A prelattice-ordered commutative monoid is a commutative monoid which is also a preordered set with binary meets and binary joins such that the meets and joins preserve the monoid’s binary operation, up to associate elements?.

Definition

Let $(X, \cdot, 1)$ be a commutative monoid which is also a preordered set $(X, \le)$ and possesses binary meets and binary joins. We say that $X$ is a prelattice-ordered commutative monoid if:

For every $x,y,z \in X$ , $(x z \wedge y z) \sim (x \wedge y)z$
For every $x,y,z \in X$ , $(x z \vee y z) \sim (x \vee y)z$

where $\sim$ is the equivalence relation generated by the preorder $\le$ .

Example

Let $R$ be a GCD domain. The underlying multiplicative monoid of $R$ , together with the divisibility relation is a prelattice-ordered commutative monoid.
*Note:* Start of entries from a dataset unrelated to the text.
PR #1224, opened 2018-10-07
Remove redundant aria-label in clayButton

### LINKED ISSUE #1174: Redundant aria-label in clayButton
I think that setting the `aria-label` attribute's value according to the `label` param if `aria-label` param is blank https://github.com/liferay/clay/blob/master/packages/clay-button/src/ClayButton.soy#L52 creates duplicate information, because if a `label` set the content, it will be set both for `aria-label` and content will be read by screen readers twice.

darekkay:
If a `button` contains a label, `aria-label` should not be set.
If there is no `label` or `ariaLabel` present, use the `icon` as aria-label.

Closes #1174

### DIFF
--- a/packages/clay-button/src/ClayButton.soy
+++ b/packages/clay-button/src/ClayButton.soy
@@ -48,9 +48,7 @@
 
 		{if $ariaLabel}
 			aria-label="{$ariaLabel}"
-		{elseif $label}
-			aria-label="{$label}"
-		{elseif $icon}
+		{elseif $icon and not $label}
 			aria-label="{$icon}"
 		{/if}
 


matuzalemsteles:
hey @darekkay, first of all sorry for the delay and thank you very much for your contribution, we really appreciate it, feel free to get more involved. This sounds good to me but I want to hear from Marcos too so we can be sure we can merge this.

marcoscv-work:
Hi guys, sorry for the delay, I was in Devcon (Amsterdam) last week.

It looks great, but I think we are evaluating the possibility to remove title from icons, so we will not able tu use icons like a label, that's the reason I think in those cases we will need or aria-label, o an a hidden label with something like:

`<span class="sr-only">Button label</span>`

In this way I think we will need a way to manage aria-labels or hidden labels in icon-buttons

marcoscv-work:
We added the title to the icons because an automatic code validation required, but it never made sense because our icons should be totally hidden, they always are label visual helper. they must be totally expendable. It's like a decoration image with alt="", its meaning is nothing.

So I think we can remove all description labels and text from icons because our icons will always be accompanied with text in a link or inside a button, the case of button without text is the one making problems, so I propose make in a button the label or text required and hidden by class sr-only if is a type icon-button.

We have some issues and work lines open, so I propose create a research task considering UX / technical point of view and make as a result a final decision.

Probably the Lexicon icons/icon buttons definition should be more concrete: https://lexicondesign.io/docs/patterns/icons.html
https://lexicondesign.io/docs/patterns/buttons.html (icon buttons section)

jbalsas:
Pull request submitted to https://github.com/liferay/clay/pull/1325. <br><br>:octocat: *Sent from [GH](http://nodegh.io).*

jbalsas:
Hey @matuzalemsteles, I've ammended the commit message and resent to https://github.com/liferay/clay/pull/1325 to see if CI is still happy with this before merging.

👌

PR #1255, opened 2018-10-24
Allow overriding of highlight color

sbaechler:
Currently there is no easy way of overriding the highlight color. I extracted the default mixin parameters to sass variables.


pat270:
New pull: https://github.com/liferay/clay/pull/1278

PR #1267, opened 2018-10-27
Fixes #1266 Reflow sidenav to prevent issue in IE11

### LINKED ISSUE #1266: Clay: IE11 SideNav does not fully close
https://issues.liferay.com/browse/LPS-86163

In IE11, there is a bug that does not allow the SideNav to fully close. This can be reproducible in Clay and Lexicon but it is very inconsistent. If you use 'enter' you can open and close the SideNav easily. It seems that reflowing the content will be able to fix this issue. 

If more information is needed please let me know.

fortunatomaldonado:
Fixes https://github.com/liferay/clay/issues/1266
https://issues.liferay.com/browse/LPS-86163

Being able to reflow the content will fix the issue in IE11. I was able to find examples of reflowing content which can be found [here](https://github.com/liferay/clay/blob/1.x/src/js/bootstrap/tab.js#L87). I was unable to get the reflow to work using offsetWidth and found using .css() worked. Adding the reflow to _renderUI will make sure this issue will not be reproducible for any sidenav created.
Let me know if there is a better way to cause the reflow and if there are any questions or comments.

Thank you.

### DIFF
--- a/packages/clay-css/src/js/side-navigation.js
+++ b/packages/clay-css/src/js/side-navigation.js
@@ -934,6 +934,8 @@
 
 				instance._renderNav();
 			}
+
+			container.css({display: ''});
 		},
 
 		_setScreenSize: function() {


pat270:
New pull: https://github.com/liferay/clay/pull/1271

Hey @fortunatomaldonado,
There needs to be some additional reflows done on `.control-menu` and `#wrapper` wherever we are instantiating the side navigation in DXP to completely fix the issue.

PR #1281, opened 2018-10-31
Fixes #1280 - react-clay-charts

### LINKED ISSUE #1280: Create clay-charts for React
For the use case of moving from metal-jsx to react, it'd be helpful to have a react version of clay-charts.

Doing this will require us to have 3 chart related packages

- `clay-charts` - the original metal soy/jsx versions
- `clay-charts-react` - the react version
- `clay-charts-shared` - the shared logic between the metal and react version

bryceosterhaus:


julien:
Thanks @bryceosterhaus!

PR #1290, opened 2018-11-06
Fixes 1289 | Fix installation issue with node v10.13.0

julien:


carloslancha:

julien:
> I don't thing regen all snapshots is the best solution. We need to find out why that changed.

These are generated files, if the tool that generated has changed it's format, I think we don't have many other options, but I may be wrong. I'll have a look and see what changed.

julien:
@carloslancha it looks like  https://github.com/liferay/clay/pull/1302 has a good explanation of what is going on, I'll close this one to avoid (more) confusion.

Thanks

PR #1292, opened 2018-11-07
Fixes #1285 - API proposal to ClayLabelsInputField component

### LINKED ISSUE #1285: Create ClayMultiSelect Component
### Initial implementation

- [x] Send API Proposal #1292 
- [x] Send final component #1351

matuzalemsteles:
> 🚨 This PR is not to be merged. Do not stick to the code now, but the idea behind. I will still send another PR to evaluate the implementation and our good practices, once this idea is valid.

## Disclaimer

I'm sending the API proposal to the new ClayLabelsInputField component. View the documents and Invision to analyze the use cases.

- [Invision](https://liferay.invisionapp.com/share/UKE9RIJDY#/screens/261808490_Label-Input-Field)
- [Doc](https://docs.google.com/document/d/1cIx6RkWNbnho_fOSR__3Fp5alIBE_ObhO-jecfXlA9I/edit?usp=sharing)

## Proposal

The component does not manipulate the data or changes internal states, it only triggers events of what is happening and letting the developer decide what to do with the information or validate the information for example. but always respecting the principles that the Lexicon is predicting.

### Events

The developer has the freedom to make decisions using the "life cycles" of the component, some of them are:

- **labelAdded** - The event is triggered when the user interacts with the input or dropdown by pressing comma or enter to create a new label or by clicking a dropdown item.
  - It's a good time for the developer to create their validation rules to add the label.
- **labelRemoved** - The event is triggered when the user interacts with the labels, removing them through the backspace or clicking the label's close button.
- **labelFocused** - The event is triggered when any label is focused.
- **queryChange** - The event is triggered when the user is typing in the input.
  - This is a good time to evaluate autocomplete or provide suggestions based on your criteria.

> I'm still not sure about the names of the events, if you think of something please comment.

### Helper methods

The component provides some auxiliary methods so that it can be used with events.

- **filterAutocomplete** - Filters an `Array<string>` that corresponds to `query`.
- **clearInput**- It just clears the input.

### Extension points

Lexicon predicts that developers can customize dropdown items with a list of contacts, phones ... or customize the labels for example. You can start by creating a variation using soy exclusivity `deltemplate` to achieve the expected results.

- **ClayInputField.Label**
- **ClayInputField.ItemDropdown**

> Both `deltemplates` are given the corresponding `data` parameter. causing the developer to decide the data API.

As the markup is still not 100% ready I added some css on the demo page to get closer to the Lexicon just for testing purposes, this will change when the markup is ready.

### DIFF
--- a/packages/clay-labels-input-field/src/ClayLabelsInputField.js
+++ b/packages/clay-labels-input-field/src/ClayLabelsInputField.js
@@ -1,0 +1,422 @@
+import 'clay-button';
+import 'clay-label';
+import {Config} from 'metal-state';
+import {EventHandler} from 'metal-events';
+import {match} from './utils';
+import ClayComponent from 'clay-component';
+import defineWebComponent from 'metal-web-component';
+import Soy from 'metal-soy';
+
+import templates from './ClayLabelsInputField.soy.js';
+
+/**
+ * Metal ClayLabelsInputField component.
+ * @extends ClayComponent
+ */
+class ClayLabelsInputField extends ClayComponent {
+	/**
+	 * Get the value typed in the input or through the filtered items.
+	 * @param {!Event} event
+	 * @protected
+	 * @return {string}
+	 */
+	_getLabelFromEvent(event) {
+		const {tagName} = event.target;
+
+		if (tagName === 'INPUT') {
+			return event.target.value.toLowerCase().replace(',', '');
+		} else if (tagName === 'A') {
+			const index = event.target.getAttribute('data-dropdown-item-index');
+			const element = this.filteredItems[Number(index)];
+
+			return element.originalString.toLowerCase();
+		}
+	}
+
+	/**
+	 * Continues the propagation of the Button clicked event.
+	 * @param {!Event} event
+	 * @protected
+	 * @return {Boolean} If the event has been prevented or not.
+	 */
+	_handleButtonClicked(event) {
+		return !this.emit({
+			name: 'buttonClicked',
+			originalEvent: event,
+		});
+	}
+
+	/**
+	 * Handle the click on the close label button.
+	 * @param {!Object} data
+	 * @protected
+	 * @return {Boolean} If the event has been prevented or not.
+	 */
+	_handleCloseButtonClick(data) {
+		return this._handleLabelRemoved(data.target.element);
+	}
+
+	/**
+	 * Handle the click on the dropdown item and the propagation of the labelAdded event.
+	 * @param {!Event} event
+	 * @protected
+	 * @return {Boolean} If the event has been prevented or not.
+	 */
+	_handleDropdownItemClick(event) {
+		return this._handleLabelAdded(event);
+	}
+
+	/**
+	 * Continues the propagation of the labelAdded event.
+	 * @param {!Event} event
+	 * @protected
+	 * @return {Boolean} If the event has been prevented or not.
+	 */
+	_handleLabelAdded(event) {
+		const label = this._getLabelFromEvent(event);
+
+		if (
+			label.trim() &&
+			!this.selectedLabels
+				.find((labelSelected) => labelSelected.label === label)
+		) {
+			return !this.emit({
+				data: {
+					value: label,
+				},
+				name: 'labelAdded',
+				originalEvent: event,
+			});
+		} else {
+			this.refs.input.value = label;
+		}
+	}
+
+	/**
+	 * Handle the focus on the selected labels and triggers the focused label event.
+	 * @param {!Event} event
+	 * @param {?Boolean} direction
+	 * @protected
+	 * @return {Boolean} If the event has been prevented or not.
+	 */
+	_handleLabelFocus(event, direction) {
+		if (this.selectedLabels.length) {
+			const {formGroupInput} = this.refs;
+			const items = formGroupInput.querySelectorAll('span[id="item-tag"]');
+
+			if (this._labelFocused) {
+				const index = this._labelFocused.getAttribute('data-tag');
+				const condition = direction
+					? Number(index) - 1
+					: Number(index) + 1;
+
+				if (condition > (items.length - 1)) {
+					this.refs.input.focus();
+					this._removeFocusedLabel();
+					return false;
+				} else if (condition >= 0) {
+					this._labelFocused.classList.remove('label-focus');
+					this._labelFocused = items[condition];
+					this._labelFocused.classList.add('label-focus');
+				} else {
+					return false;
+				}
+			} else {
+				this._labelFocused = items[items.length - 1];
+				this._labelFocused.classList.toggle('label-focus');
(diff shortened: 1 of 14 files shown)


packages/clay-labels-input-field/src/ClayLabelsInputField.js
```diff
@@ -0,0 +1,427 @@
...
+	}
+
+	/**
+	 * Helper method to filter a list based on a string.
+	 * @param {!Array<string>} data
+	 * @param {!string} query
+	 * @public
+	 * @return {Array} A list of items containing the corresponding characters
+	 */
+	filterAutocomplete(data, query) {
```
jbalsas: Let's extract this to something like `clay-dataprovider`. See [DataProvider](https://github.com/liferay/clay/pull/971/files#diff-fc5f1ca3d00e2b11a1a6029e3b277473R24) for some reference or [Kendo DataSource](https://demos.telerik.com/kendo-ui/datasource/index).

We should support both local and remote data. See also how we started doing it in [clay-charts-shared](https://github.com/liferay/clay/blob/master/packages/clay-charts-shared/src/data.js) and [ClayBase](https://github.com/liferay/clay/blob/master/packages/clay-charts/src/ChartBase.js)

packages/clay-labels-input-field/src/ClayLabelsInputField.soy
```diff
@@ -0,0 +1,171 @@
...
+		"
+
+		{if $id}
+			id="{$id}"
+		{/if}
+	{/let}
+
+	<div {$attributes}>
+		{if $label}
+			<label>{$label}</label>
```
jbalsas: I think `<label>` here will be missing a11y attributes like `for`

packages/clay-labels-input-field/src/ClayLabelsInputField.soy
```diff
@@ -0,0 +1,171 @@
...
+	{@param? _handleOnKeydown: any}
+	{@param? _removeFocusedLabel: any}
+	{@param? contentRenderer: string}
+	{@param? filteredItems: list<?>}
+	{@param? selectedLabels: list<?>}
+
+	<div class="input-group input-group-stacked-sm-down">
+		<div class="input-group-item">
+			<div data-keydown="{$_handleOnKeydown}" ref="formGroupInput" class="form-control dropdown-full form-control-tag-group">
+				{if $selectedLabels}
```
jbalsas: For easier integration, it might be good to have hidden input fields here with the label values. That way the component will be compatible with standard form submission.

We can't just select labels, they need to have values associated with them, so our input data should look more like:

```
data: [{
    value: '123',
    label: 'Element 1'
}, {
    value: '456',
    label: 'Element 2'
}]
```

On the UI, we should show the labels, but we would be updating and keeping a list of `<input type="hidden">` with the values of the selected items. There should also be a way to configure the name of the input so the server will be able to retrieve the data as a native array as expected.

packages/clay-labels-input-field/src/ClayLabelsInputField.soy
```diff
@@ -0,0 +1,171 @@
...
+	{@param spritemap: string}
+	{@param? _handleButtonClicked: any}
+	{@param? _handleCloseButtonClick: any}
+	{@param? _handleDropdownItemClick: any}
+	{@param? _handleOnInput: any}
+	{@param? _handleOnKeydown: any}
+	{@param? _removeFocusedLabel: any}
+	{@param? contentRenderer: string}
+	{@param? filteredItems: list<?>}
+	{@param? selectedLabels: list<?>}
```
jbalsas: Let's call this `selectedItems`?

packages/clay-labels-input-field/src/utils.js
```diff
@@ -0,0 +1,40 @@
+/**
+ * If `query` matches to `string`, returns an object with the
+ * corresponding characters. If there is no match, return null.
+ * @param {!String} query
+ * @param {!String} string
+ * @return {null|Object}
+ */
+export const match = (query, string) => {
```
jbalsas: @gcmznt used [fuzzy](https://github.com/liferay/clay/pull/971/files#diff-fc5f1ca3d00e2b11a1a6029e3b277473R3). Do you think that might be an option so we don't have to code and maintain this?

victorvalle:
@jbalsas multiselect sounds good to me. It could be confused with other old pattern but we could even use this to replace that one.

jbalsas:
Maybe we simply call it `ClaySelect` like https://react-select.com/home?

packages/clay-labels-input-field/src/utils.js
matuzalemsteles: hey @jbalsas, Yeah, I thought of using it here, but I had trouble getting to the Lexicon markup result, with the fuzzy it concatenates in the characters that are match the `strong` tag, but we're having problems with the parameters that they accept HTML in Metal soy (https://github.com/metal/metal.js/issues/381). And this utility is the same fuzzy implementation, but without the option to concatenate some markup, just list which items are active... so we can get to the desired https://github.com/liferay/clay/pull/1292/files#diff-087a55086d39969ce453305b7bca6fcfR160

packages/clay-labels-input-field/src/ClayLabelsInputField.soy
matuzalemsteles: I had put them as items, but I had decided to change thinking it was not a good option 😅. Referring to items is better. Thanks Chema!

packages/clay-labels-input-field/src/ClayLabelsInputField.js
matuzalemsteles: I was really thinking about not dealing with the DataProvider here 😅, I'll separate a task to just deal with it. Thanks for the examples.

matuzalemsteles:
I like the idea of going with `Picker` but I think we would have to follow this line with the rest of the other components that are part of this group. Does it make sense?

packages/clay-labels-input-field/src/utils.js
jbalsas: Sounds good for now, then!

packages/clay-labels-input-field/src/ClayLabelsInputField.soy
jbalsas: 👍

packages/clay-labels-input-field/src/ClayLabelsInputField.js
jbalsas: Okay, let's get this component through and open an issue to abstract that!

victorvalle:
I prefer mutli select when it can select multiple things.

jbalsas:
Let's go with `ClayMultiSelect`, then! 👌

matuzalemsteles:
I'm closing this to send the final changes in another PR.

This is the case because:

For every $x,y,z \in R$ , $gcd(x z,y z) \sim gcd(x,y)z$
For every $x,y,z \in R$ , $lcm(x z,y z) \sim lcm(x,y)z$

where $x \sim y$ means that $x$ and $y$ are equal up to multiplication by a unit.

Related concepts

GCD domain

Last revised on June 24, 2024 at 14:16:17. See the history of this page for a list of all contributions to it.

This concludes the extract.